Una dinámica similar se está observando actualmente en el ámbito de la Corte Penal Internacional. Hasta hace muy poco, todas las personas acusadas por la Corte eran de origen africano, lo que evidenciaba un sesgo en la aplicación de la justicia internacional. Sin embargo, esta tendencia comenzó a corregirse de manera gradual. En 2022, tras la invasión rusa de Ucrania y las atrocidades cometidas en Bucha y otras localidades, se produjo una respuesta judicial de gran envergadura, tanto por parte de la Corte Penal Internacional como de diversas jurisdicciones nacionales. En un plazo de apenas un año, la Corte emitió una orden de arresto contra Vladimir Putin. Se trató de un acto de audacia judicial sin precedentes: imputar al presidente en funciones de una potencia nuclear y miembro permanente del Consejo de Seguridad de las Naciones Unidas que ni siquiera es Estado parte del Estatuto de Roma.
Una parte fundamental de mi trabajo se ha desarrollado en África, donde, de forma recurrente, me planteaban una pregunta incómoda pero legítima: “¿Y los palestinos? ¿Por qué la justicia internacional guarda silencio frente a los asentamientos ilegales, el apartheid y los castigos colectivos?”. Desde hace quince años, he acompañado a abogados palestinos en sus esfuerzos por activar los mecanismos de la Corte Penal Internacional. Sin embargo, era evidente que ninguno de los tres fiscales que se sucedieron en la Corte estaba dispuesto a cruzar la línea roja y emitir órdenes de arresto contra líderes israelíes.
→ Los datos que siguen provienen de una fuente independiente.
Issue #1122, opened 2026-05-12
Rethink turn UX: collapse to one artifact per turn


mekenthompson:
## Problem

Switchroom currently emits **three competing artifacts per turn**:

1. An "intent" reply ("Worker dispatched…")
2. A floating **progress card** (status + tool steps)
3. The final answer

They interleave. Telegram orders strictly by send-time and edits can't reorder, so the card sometimes lands *below* the final reply, the fleet sub-line stops refreshing once the parent turn yields, and users have to mentally merge three messages to understand what happened.

The narrow fix in PR #1119 suppresses the card when the reply has already landed, but it patches one symptom of a deeper design problem.

## JTBD

> *"Tell me my agent is alive, what it's doing, and when it's done — no more, no less."*

## Research findings

Surveyed how reference agent UIs solve this:

| UI | Pattern |
|---|---|
| **Claude Code** | One transcript, tool calls collapsed inline, Ctrl-O cycles density. Progressive disclosure. |
| **OpenClaw** | Explicit rule: only the final answer goes to Telegram; progress stays in Control UI. They had our exact bug (their #71320 — tool-call progress leaking to Telegram). |
| **ChatGPT o1 / GPT-5 thinking** | Single collapsible "Thinking…" pill above the answer. Same shape regardless of duration. |
| **Slack long-running bots** | Edit-in-place for progress; **new** message only at completion (so push notification fires). |
| **Cursor v3** | Background agents get their own tab. |
| **Hermes (NousResearch)** | Single chronological stream; subagents as nested collapsible cards. |

**Recurring principles across the winners:**

1. **One canonical artifact per turn.** Multiple parallel artifacts is the anti-pattern.
2. **Progress lives inside the answer's container, not beside it.**
3. **Edit-in-place for liveness; new message only for completion.** Maps perfectly to Telegram (edits silent, new messages ping).
4. **Progressive disclosure beats hiding.** Default to summary; let the curious expand.
5. **Separate background/subagent work from the foreground turn.**

## Recommendation

**Collapse to one edited message during the turn + one new message at completion.** Two artifacts total, but the split is meaningful (process vs. result), not accidental.

Concrete shape:

- **In-flight message**, edited in place as the turn proceeds:
  - `🔵 Thinking…`
  - `🔵 Running bash (3/5)`
  - On completion → `✅ Done · 4 steps · 12s` with a **native Telegram expandable blockquote** holding the step trace (collapsed by default).
[...]

PR #2061, opened 2026-06-01
fix(telegram): route background worker card + handback to the dispatch chat, not the DM

mekenthompson:
## Summary

A background sub-agent's live **worker card** (`🛠 Worker · <task> running · NN:NN · N tools`) and its **completion handback** were always posted to the operator **DM**, even when the user dispatched the Task from a **group / forum topic**. Observed live: Marko was asked to do deep research *in a group*; it replied in the group correctly, but every worker-progress beat (and the eventual result) went to Marko's DM.

## Root cause

The worker-card chat came from the pinned-card "fleet" lookup (`progressDriver.peekAllFleets()`). `progressDriver` was removed in #1122 and is now **permanently `null`**, so `fleetChatId` is always `''` and all three emit paths fall back to `loadAccess().allowFrom[0]` (the DM). The dispatch chat was never stored or recoverable.

## Fix

Recover the originating conversation from the per-agent registry — `jsonl_agent_id → subagents.parent_turn_key → turns.chat_id/thread_id` — and use it for the worker card (chat **and** thread), the legacy progress envelope, and the handback. Best-effort: returns `null` on any miss and the existing DM fallback is preserved, so **DM-shaped agents are completely unaffected** (origin resolves to their DM anyway).

- `registry/turns-schema.ts` — new `getTurnByKey(db, turnKey)` reader (mirrors `findOrphanedTurns`).
- `gateway/gateway.ts` — `resolveSubagentOriginChat(agentId)` helper (uses the already-open `turnsDb` + existing `getSubagentByJsonlId`); wired into the `onProgress` worker-feed `update()`, `decideSubagentProgress`, and `onFinish` `decideSubagentHandback`.
- `registry/turns-schema.test.ts` — 3 cases (missing key / group+topic / plain group-DM).

## Test plan

- [x] `bun test` registry + subagent/worker suites — 8 + 52 + 40 + 39 pass (incl. 3 new).
- [x] `tsc --noEmit` clean.
- [x] `check-bot-api-wrapping.sh` clean (no new raw `bot.api`), `check-plugin-references.mjs` clean.
- [ ] Live verify on a group-owning agent (Marko) once its in-flight research finishes — see Risk.

## Risk

Low and self-limiting. Pure-additive resolver with a graceful DM fallback; no behavior change for DM-only agents. Worst case (registry miss) = today's behavior (DM).

**Rollout note:** Marko has a long background research running right now; deploying this (image + restart) must wait until that completes so the worker isn't killed mid-run. Other agents are DM-shaped → no-op.

## JTBD

`know-what-my-agent-is-doing` — the live worker card and the result must appear **where you asked**, not in a DM you're not looking at.

### DIFF
--- a/telegram-plugin/gateway/gateway.ts
+++ b/telegram-plugin/gateway/gateway.ts
@@ -427,6 +427,7 @@ import {
   recordTurnEnd,
   findLatestTurnIfInterrupted,
   findRecentTurnsForChat,
+  getTurnByKey,
 } from '../registry/turns-schema.js'
 import {
   buildResumeInterruptedInbound,
@@ -1115,6 +1116,41 @@ try {
 } catch (err) {
   process.stderr.write(`telegram gateway: turn-registry init failed (${(err as Error).message}) — turn tracking disabled\n`)
   turnsDb = null
+}
+
+/**
+ * Resolve the chat/thread a background sub-agent was dispatched from, so
+ * its live worker card + handback route back to the originating
+ * conversation (group / forum topic) instead of the operator DM.
+ *
+ * Walks jsonl_agent_id → `subagents.parent_turn_key` →
+ * `turns.chat_id`/`thread_id`. Returns null on any miss so the caller
+ * keeps its existing `allowFrom[0]` DM fallback — best-effort, never
+ * throws out of the worker-card hot path. This restores the chat context
+ * the pinned-card fleet used to carry before it was removed in #1122
+ * (progressDriver is permanently null, so the old fleet lookup always
+ * yielded the DM for a Task dispatched from a group/topic).
+ */
+function resolveSubagentOriginChat(
+  agentId: string,
+): { chatId: string; threadId?: number } | null {
+  if (turnsDb == null) return null
+  try {
+    const sub = getSubagentByJsonlId(turnsDb, agentId)
+    if (sub?.parent_turn_key == null) return null
+    const turn = getTurnByKey(turnsDb, sub.parent_turn_key)
+    if (turn == null || turn.chat_id.length === 0) return null
+    const threadNum =
+      turn.thread_id != null && turn.thread_id.length > 0
+        ? Number(turn.thread_id)
+        : NaN
+    return {
+      chatId: turn.chat_id,
+      threadId: Number.isFinite(threadNum) ? threadNum : undefined,
+    }
+  } catch {
+    return null
+  }
 }
 
 // ─── Periodic history reaper (#1073) ──────────────────────────────────────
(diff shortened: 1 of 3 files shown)


mekenthompson:
APPROVE

Clean, well-scoped fix. Verified against the actual diff and source.

- `registry/turns-schema.ts:361` — `getTurnByKey` mirrors the existing `findOrphanedTurns`/`mapRow` pattern correctly; `Turn.chat_id` is `NOT NULL` (string) and `thread_id` is `string | null`, matching the consumer's handling.
- `gateway/gateway.ts:1132` `resolveSubagentOriginChat` — correctly walks `jsonl_agent_id → getSubagentByJsonlId → parent_turn_key → getTurnByKey`. `getSubagentByJsonlId` and `parent_turn_key` both exist (subagents-schema.ts:356/96). Guards (`turnsDb == null`, `sub?.parent_turn_key == null`, `turn == null`, empty chat_id) plus the try/catch make it genuinely best-effort and non-throwing in the hot path. `thread_id` parsed string→Number with `Number.isFinite` fallback to undefined — sound.
- `gateway/gateway.ts:18516` worker-card `update()` — `origin?.threadId` passed as the 4th arg; `WorkerActivityFeed.update(agentId, chatId, view, threadId?)` already accepts it (worker-activity-feed.ts:248-253, sendOptsFor sets `message_thread_id`). Worker card routes to chat AND thread correctly.
- All three emit paths (`onProgress` worker-feed, `decideSubagentProgress`, `onFinish` handback) keep the `|| fleetChatId || allowFrom[0]` fallback, so DM-shaped agents are unaffected — origin resolves to their DM anyway.

Nit (non-blocking):
- `gateway/gateway.ts:18414` handback path only passes `resolveSubagentOriginChat(agentId)?.chatId` into `fleetChatId`; the handback inbound builder (subagent-handback-inbound-builder.ts:184) has no `threadId` param. So in a forum TOPIC, the live worker card lands in the right topic but the final handback result lands in the group's general thread, not the originating topic. Chat-level routing (the PR's stated goal) is fully fixed; thread-level routing is only fixed for the worker card. Worth a follow-up if topic-accurate handbacks matter.

Rationale: pure-additive resolver with graceful DM fallback, no behavior change for DM-only agents, worst case (registry miss) = today's behavior. Tests cover missing-key / group+topic / plain-group cases. tsc + wrapper checks clean per PR.

mekenthompson:
**Reviewer follow-up addressed:** swapped the real Telegram ids in the new test fixtures for synthetic placeholders (`12345` / `-1001234567890`) — the required `lint`/PII guard is now clean (`check-no-pii-secrets: clean`). All other review checks were APPROVE-track.

**Known limitation (follow-up, non-blocking):** the worker *card* routes to the correct chat **and** forum topic (it passes `threadId`), but the **handback result reply** carries only `chatId` — the synthesized handback inbound (`subagent-handback-inbound-builder.ts`) has no `thread_id` field. So for a **forum-topic** group, the result reply lands in the group's General topic rather than the originating topic. **Plain (non-forum) groups and DMs are fully fixed** — which covers the reported case. Threading the handback inbound is a clean follow-up.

Tras los trágicos acontecimientos del 7 de octubre, con las atrocidades perpetradas por Hamás y la posterior respuesta desmedida y desproporcionada por parte de Israel, parecía que la inercia de la impunidad continuaría sin alteraciones. En la Asamblea de los Estados Parte de la CPI, celebrada en diciembre de 2023, tuvimos la oportunidad de dialogar con el fiscal Karim Khan, un británico de gran inteligencia y aguda habilidad política, elegido con el respaldo del Reino Unido y de Estados Unidos, este último un país que ni siquiera es parte de la Corte. Mi impresión en aquel momento era que tampoco él se atrevería a cruzar esa línea roja. Nos equivocamos. Creo que este hábil operador político comprendió que la inacción se había vuelto insostenible, no solo porque la evidencia de los crímenes era abrumadora —visible incluso para quienes observaban los acontecimientos desde la distancia, a través de sus pantallas— sino también porque el otro tribunal con sede en La Haya, la Corte Internacional de Justicia, el máximo órgano judicial de las Naciones Unidas para la resolución de controversias entre Estados, había dado un paso decisivo. En un caso presentado por Sudáfrica contra Israel, la Corte concluyó que existía una base plausible para considerar la posible comisión de un genocidio.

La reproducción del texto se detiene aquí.